#### [About this exercise]
For the material that follows, list every line containing the word "status".

#### [Dataset content]
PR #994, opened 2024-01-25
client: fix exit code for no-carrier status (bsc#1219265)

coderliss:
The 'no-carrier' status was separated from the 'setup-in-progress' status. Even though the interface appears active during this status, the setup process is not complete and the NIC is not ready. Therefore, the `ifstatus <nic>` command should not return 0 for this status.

#### [Written answer]
client: fix exit code for no-carrier status (bsc#1219265)
The 'no-carrier' status was separated from the 'setup-in-progress' status. Even though the interface appears active during this status, the setup process is not complete and the NIC is not ready. Therefore, the `ifstatus <nic>` command should not return 0 for this status.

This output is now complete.